Cette idée du partage est au cœur du projet souhaité par Alexandre Roccoli pour le Festival Everybody, en partenariat avec la maison des seniors de Clichy-sous-Bois et les Ateliers Médicis. Cet atelier, « cabinet hypnotique », constitué autour d'une série de pratiques douces et de transmissions de gestes, transforme l'attention à soi, à l'autre, à l'espace. Les participant·e·s, femmes senior, amateur·e·s et public, guidé·e·s par les intervenants professionnels (danseurs, acteurs, chanteurs issus de Kourtrajmé), amorcent une transe qui vient panser et recréer des jeux humains intergénérationnels.
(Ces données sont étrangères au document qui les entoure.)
PR #595, opened 2023-07-14
FXA-7922 - Add server-side JavaScript outputter

akkomar:
Proposal: https://docs.google.com/document/d/1TV7FXh1Sfxe4I4LdlOpiGIQp1hXwWO_n9ezG86Hyz5Y/edit#heading=h.5x0d5h95i329


glean_parser/javascript_server.py
```diff
@@ -0,0 +1,164 @@
...
+        )
+        return
+
+    # go through all metrics in objs and build a map of
+    # ping->list of metric categories->list of metrics
+    ping_to_metrics: Dict[str, Dict[str, List[metrics.Metric]]] = defaultdict(dict)
+    for _category_key, category_val in objs.items():
+        for _metric_name, metric in category_val.items():
+            if isinstance(metric, metrics.Metric):
+                if metric.type not in ["string"]:
```
badboy, line 91: It might make sense to pull out this list into a constant for easier modification later. And this would need some docs on when and how we can extend that

glean_parser/templates/javascript_server.jinja2
```diff
@@ -0,0 +1,120 @@
...
+        {% endfor %}
+      },
+      ping_info: {
+        seq: 0, // this is required, however doesn't seem to be useful in server context
+        start_time: timestamp,
+        end_time: timestamp,
+      },
+      // `Unknown` fields below are required in the Glean schema, however they are not useful in server context
+      client_info: {
+        telemetry_sdk_build: 'glean_parser v{{ parser_version }}',
```
badboy, line 73: Feels a bit weird to use the glean_parser here as the SDK version, but it's also not ... wrong. Hmmm

glean_parser/templates/javascript_server.jinja2
```diff
@@ -0,0 +1,120 @@
...
+    let ping = {
+      document_namespace: this._applicationId,
+      document_type: '{{ ping }}',
+      document_version: '1',
+      document_id: uuidv4(),
+      payload: eventPayload,
+    };
+
+    // this is similar to how FxA currently logs with mozlog: https://github.com/mozilla/fxa/blob/4c5c702a7fcbf6f8c6b1f175e9172cdd21471eac/packages/fxa-auth-server/lib/log.js#L289
+    this._log.info(GLEAN_EVENT_MOZLOG_TYPE, ping);
```
badboy, line 95: How does this then get to our pipeline?

badboy (commented):
Honestly I kinda expected the parser part to only generate some code that calls into a module somewhere on the outside for assembling the payload.
But looking at this it's pretty much self-contained, so it's ok IMO.

I could see this living as its own tool, using glean_parser as a dependency, but that would require additional work to release it, consume it, etc.
So again, because it's self-contained, I think it's ok to keep it here.

glean_parser/templates/javascript_server.jinja2
badboy: Asking because the proposal discussed significantly easier generated code that doesn't strictly adhere to our json ping schema. there is was specified that some "GCP Cloud logging to bigquery" adapter would be used, meaning this never goes through the early parts of the pipeline.

glean_parser/javascript_server.py
```diff
@@ -0,0 +1,164 @@
...
+
+    # In this environment we don't use a concept of measurement window for collecting
+    # metrics. Only "events as pings" are supported.
+    # For each ping we generate code which contains all the logic for assembling it
+    # with metrics, serializing, and submitting. Therefore we don't generate classes for
+    # each metric as in standard outputters.
+    if "pings" not in objs:
+        print(
+            "❌ No ping definition found. Server-side environment is simplified and this"
+            + "parser doesn't generate individual metric files."
```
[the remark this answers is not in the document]
akkomar: Good point, I'll expand the error message to mention this.

glean_parser/templates/javascript_server.jinja2
akkomar: These logs will be delivered to PubSub via Cloud Logging Sink, processed by the modified Decoder ([PR opened](https://github.com/mozilla/gcp-ingestion/pull/2400)) which will deliver them to `structured-decoded` topic. Next steps are standard pipeline processing (BQ live tables -> stable tables).

badboy: Thanks, that was the missing context.

glean_parser/templates/javascript_server.jinja2
badboy: Yeah, after talking with Travis the other day I'm not blocking on this really. It's correct; and if in the future we determine this should report something different or live elsewhere everything here is self-contained enough to pull it off easily

glean_parser/templates/javascript_server.jinja2
```diff
@@ -0,0 +1,154 @@
...
+{% if lang == "typescript" %}
+// @types/uuid and mozlog types definitions are required in devDependencies
+// for the latter see https://github.com/mozilla/fxa/blob/85bda71cda376c417b8c850ba82aa14252208c3c/types/mozlog/index.d.ts
+{% endif %}
+import { v4 as uuidv4 } from 'uuid';
+import mozlog{% if lang == "typescript" %}, { Logger }{% endif %} from 'mozlog';
+
+const GLEAN_EVENT_MOZLOG_TYPE = 'glean-server-event';
+
+let _logger{% if lang == "typescript" %}: Logger{% endif %};
```
badboy, line 19: The first call to any factory method will set this and thus prescribe which `logger_options` are used.
If there's multiple pings and a user calls the factory method with different `logger_options` the order of calls influences what options are set.

I assume in the current usage this wouldn't be an issue because (a) there's only a single ping, (b) even if it were multiple pings it would be the same logger options, is that correct?

CHANGELOG.md
```diff
@@ -5,6 +5,7 @@
 - BREAKING CHANGE: Remove exposed `lint_yaml_files` function ([#580](https://github.com/mozilla/glean_parser/pull/580))
 - Rust: Removed `__glean_metric_maps` from the Rust Jinja template. This functionality is better placed downstream ([Bug 1816526](https://bugzilla.mozilla.org/show_bug.cgi?id=1816526))
 - New lint: check that all referenced pings are known ([#584](https://github.com/mozilla/glean_parser/pull/584))
+- Add basic server-side JavaScript outputter ([FXA-7922](https://mozilla-hub.atlassian.net/browse/FXA-7922))
```
badboy, line 8:
```suggestion
- Add experimental server-side JavaScript outputter ([FXA-7922](https://mozilla-hub.atlassian.net/browse/FXA-7922))
```

Let's call it experimental.

tests/data/fxa-server-metrics.yaml
```diff
@@ -0,0 +1,21 @@
+# Any copyright is dedicated to the Public Domain.
+# https://creativecommons.org/publicdomain/zero/1.0/
+
+---
+$schema: moz://mozilla.org/schemas/glean/metrics/2-0-0
+
+event:
```
badboy, line 7: Ooooooh, I was a bit thrown off by this naming. It's actually a string metric inside.

badboy (changes requested):
Minimal last nit and a question.

glean_parser/templates/javascript_server.jinja2
akkomar: Yes, I'm aware this approach is not ideal. At the moment we don't expect to have multiple pings, but even in such case logger options should remain constant.

tests/data/fxa-server-metrics.yaml
akkomar: @badboy would `fxa-server-string-metric.yaml` be preferred?

badboy: Nah, it's fine this way.

badboy (approved):

PR #598, opened 2023-07-28
Update server-side js/ts output template

chenba:
* Replace a TS `any` type with a new type
* Replace a few instances of `let` (that some linters might complain about) with `const`

    - I see warnings related to Python dependencies but nothing related to my changes
  - As far as I can tell there are no tests for the template file I updated
    - I don't think the small edits in this PR need a changelog entry

### DIFF
--- a/glean_parser/templates/javascript_server.jinja2
+++ b/glean_parser/templates/javascript_server.jinja2
@@ -15,6 +15,9 @@ import { v4 as uuidv4 } from 'uuid';
 import mozlog{% if lang == "typescript" %}, { Logger }{% endif %} from 'mozlog';
 
 const GLEAN_EVENT_MOZLOG_TYPE = 'glean-server-event';
+{% if lang == "typescript" %}
+type LoggerOptions = { app: string; fmt?: 'heka' };
+{% endif %}
 
 let _logger{% if lang == "typescript" %}: Logger{% endif %};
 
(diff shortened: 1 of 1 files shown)


chenba:
@akkomar what do you think?

glean_parser/templates/javascript_server.jinja2
```diff
@@ -15,6 +15,9 @@ import { v4 as uuidv4 } from 'uuid';
 import mozlog{% if lang == "typescript" %}, { Logger }{% endif %} from 'mozlog';
 
 const GLEAN_EVENT_MOZLOG_TYPE = 'glean-server-event';
+{% if lang == "typescript" %}
+type LoggerOptions = { app: string; fmt?: 'heka' };
```
akkomar, line 19:
```suggestion
type LoggerOptions = { app: string };
```
I'd remove format from here since ingestion pipeline expects heka and this field is overridden in line 53/56 below.

akkomar (commented):
LGTM but check my comment about `fmt` - not sure if exposing it to change the format would be useful during development?

glean_parser/templates/javascript_server.jinja2
chenba: `fmt` can be either undefined or the literal string 'heka', which is how it's used at the moment.  I guess it is not particularly helpful to the user/caller since it is always overridden as you mentioned.  But the problem is that the type checker doesn't like that `fmt` is used in the assignment without it being declared.

badboy (approved):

Documentaire - La mémoire en dansant

En écho au dispositif, découvrez le documentaire La mémoire en dansant réalisé par Catherine Vilpoux, sur le travail mené par Alexandre Roccoli. Le film y relate la relation entre les danseurs, les comédiens, la réalisatrice et quelques résidents de l’Ehpad public d’Hérold, au cours d’ateliers basés sur la mémoire des gestes, initiés par Alexandre Roccoli. Production : Les Films de l'œil sauvage, A Short Term Effect, avec la participation du Centre national du cinéma et de l'image animée

Jeudi 29 février 2024 à 19h30 - Gratuit et sans réservation - Espace Jean Dame, 17 Rue Léopold Bellan, 75002 Paris
En partenariat avec la Mairie de Paris Centre

Un atelier intergénérationnel d'Alexandre Roccoli pour mettre en rapport des savoirs entre jeux, rites du geste, écoute et soin.